[ワシントン 6日 ロイター] - 米商務省が6日発表した4月の貿易赤字は前月比2.1%減の507億9100万ドルだった。モノの輸入が15カ月ぶりの低水準となり、民間航空機を中心とした輸出の落ち込みを相殺した。市場予想は507億ドルだった。

3月の赤字額は当初発表の500億200万ドルから519億600万ドルへ改定された。

商務省はこのたび、2014年まで遡って統計を改定した。

トランプ米大統領が掲げる「米国第一主義」政策の中心的な課題である対中貿易赤字は29.7%増の269億300万ドルとなった。一方、対メキシコの貿易赤字は14.1%減の82億ドルとなった。

トランプ氏は5月上旬に、2000億ドル規模の中国製品に最大25%の追加関税をかけ、米中貿易摩擦が高まった。中国は報復措置をとった。
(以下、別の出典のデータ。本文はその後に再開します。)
PR #2404, opened 2025-04-23
:robot: :package: Tests in Docker Image

daquinteroflex:
- [x] Isolates the environment of each worker in a docker image
- [x] Implements uv as part of testing suite~
- [x] Sets up image correctly.

PR #2512, opened 2025-05-26
chore(github): use diff-cover for easy local diff coverage computation

frederikschubertflex:
This changes the computation of the changed or added line coverage to use [diff-cover](https://github.com/Bachmann1234/diff_cover) in CI which can also be used on the command line locally.

```bash
poetry run diff-cover --compare-branch=origin/develop coverage.xml
```

CC @marc-flex


daquinteroflex:
What do you think we could make this part of the development CLI suite in `tidy3d.cli.develop`? Just that way people don't have to remember most of the command and can just run a simpler one automatically? Or if not, how could we best document it? Maybe we can make this part of the development docs upgrade.
```
tidy3d develop diff-coverage
```

frederikschubertflex:
I like the idea with the CLI suite! But I would propose to use `pre-commit` hooks for this. We already use it, its self-documenting and scriptable. What do you think about this? 

The hook can be called via `pre-commit run --hook-stage manual test_local`.

daquinteroflex:
Sure yeah that's good too!

daquinteroflex:
Can you do a little demo that it works and then we merge?

frederikschubertflex:
Yes, but I tested this pre-commit approach and it has the shortcoming that you need diffed files for it to trigger, even with the manual state. So I just extracted it into a script `scripts/test_coverage.sh` that you can run and which runs the unit test suite with coverage and computes the diff coverage.

The output at looks like this:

米国とカナダ、メキシコは北米自由貿易協定(NAFTA)の再交渉で合意に至ったが、トランプ氏が前週、メキシコからの不法移民対策として同国からの輸入品全てに関税を課すと発表したことで協定がこじれるとの懸念がある。10日より5%の関税を課し、メキシコの対策次第で段階的に引き上げるという。

MUFGのチーフエコノミスト、クリス・ラプキー氏は「米国と世界各国との貿易は劇的に減少しており、経済が大打撃を受ける可能性は高まっている」と指摘。「グローバリゼーションと各国間の貿易拡大があらゆる面で恩恵をもたらしてきたが、足元では貿易量の減少がそれらの恩恵を取り去ろうとしている」と述べた。

ナロフ・エコノミック・アドバイザーズの首席エコノミスト、ジョエル・ナロフ氏は「米大統領は関税を課すつもりのようだ」とし、メキシコや中国との貿易摩擦が長引けば「ほぼ確実に消費者・企業双方の活力を削ぐだろう」とした。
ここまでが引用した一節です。